Outlook prompts for password using ADFS 3.0

MVP

Hi all,

 

I have an environment with Exchange 2010 in a hybrid setup with Office 365.
We have ADFS 3.0 running which is working fine when, for example, we logon to portal.office.com.
We migrated a few test users to Office 365/ Exchange. That is all working fine.


One thing I see and I wonder if that is normal behaviour with AD FS;
When a migrated user opens Outlook 2016 (fully patched) for the first time on a domain joined Windows 10 PC on the internal network, he is asked for his password with a screen for basic authentication. Is expected a SSO experience, because modern authentication is turned on for Exchange and did this setting on the ADFS Server Enable-AdfsEndpoint -TargetAddressPath "/adfs/services/trust/13/windowstransport" 
It is probably hitting the old Exchange 2010 first when running the autodiscover process, which is causing the prompt. The autodiscover points at the internal Exchange server and not to O365, becuase are other mailboxes are on-prem.

Is their a solution to prevent this behaviour of Office 2016?

Thank you!

11 Replies
Hi,

Yes I did. Adfs itself works fine by using the browser, but only not when using Outlook 2016

For real SSO experience in Outlook you need Modern authentication enabled. Otherwise you get the basic auth prompt, that's the expected behavior. If you want more info check the AD FS whitepapers: https://www.microsoft.com/en-us/download/details.aspx?id=36391

Oh, and Modern auth needs to be enabled both client-side and server-side.

Modern auth is enabled for Exchange Online and using Outlook 2016, it is used by Outlook.
This is set on ADFS: Enable-AdfsEndpoint -TargetAddressPath “/adfs/services/trust/13/windowstransport”

When I use the hosts file on a workstation to point autodiscover to autodiscover.outlook.com everything is working as expected, with SSO experience, not asking for a password.
So I think the behavior is caused because autodiscover points to our on-prem Exchange server and during the autodiscover process it hits this server first. But I cannot find an article which agrees with my thought, or a solution/ workaround for this.

It should be the expected behavior in hybrid setup.

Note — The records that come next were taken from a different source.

PR #1329, opened 2017-03-19
Dashboard Video Preview Addition

Pottymouth222:
All of the changes are written [here](https://community.phantombot.tv/topic/1905/dashboard-video-preview-modification).

(Sorry if I did something wrong with this pull, first time using github)

### DIFF
--- a/resources/web/panel/css/style.css
+++ b/resources/web/panel/css/style.css
@@ -342,13 +342,35 @@ td {
 #chatsidebar {
     position: absolute;
     top: 82px;
-    right: 10px;
+    right: 2px;
     bottom: 0;
     height: 650px;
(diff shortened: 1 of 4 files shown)


BrandenB:
Not sure about this, I'll talk to the team about it first.

BrandenB:
I've been told that the Twitch player uses a decent amount of memory, meaning adding it to the panel will increase its memory usage, and it may cause lag or crashes for users with larger channels. Since we do not want this to happen, we won't be merging this into our main build. We will look more into this feature for our new panel though!

Pottymouth222:
Alrighty, let me know if anything comes of it?  :+1:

Autodiscover will and should point to your on-premises Exchange setup.

 

 

This article here talks about the autodiscover lookup process in detail: https://blogs.technet.microsoft.com/rmilne/2015/04/29/office-365-autodiscover-lookup-process/

It is because of the autodiscover cache which points the client to the old Exchange 2010 server. When I delete the autodiscover cache (manually) from the users profile and reboot the device I don`t see the basic auth popup and the user is logged on seamless to Outlook.
I have also setup a few test users on the Exchange 2016 server, when they are moved to Office 365, they don`t see the popup, just restart Outlook and they are logged on to Outlook.


So when I move users at night and the next morning the users starts his device, the autodiscover cache should be renewed and don`t see a popup.

Thanks Vasil! This solved my problem. I enabled the modern auth on O365 tenant but not on my Outlook 2013 client. After doing that no prompts anymore and it worked. Outlook 2016 has this already setup and now checking the need for Outlook 2010.

 

https://support.office.com/en-us/article/Enable-Modern-Authentication-for-Office-2013-on-Windows-dev...

Office 2010 doesn't support Modern authentication though. It might be better if you describe your specific issue in a separate post.

Hi peter, do you get SSO to your internal Autodiscover website? if not then that's the problem, add your internal Autodiscover website to local intranet sites.

@Peter Klapwijk Although this is an old article. I just wanted to add my findings as i have experienced exactly this.

 

What solved my problem was https://support.microsoft.com/en-gb/help/3126599/outlook-prompts-for-password-when-modern-authentica...

 

This fix was:

  1. HKEY_CURRENT_USER\Software\Microsoft\Exchange
  2. On the Edit menu, point to New, and then click DWORD Value.
  3. Type AlwaysUseMSOAuthForAutoDiscover, and then press Enter.
  4. Right-click AlwaysUseMSOAuthForAutoDiscover, and then click Modify.
  5. In the Value data box, type 1, and then click OK.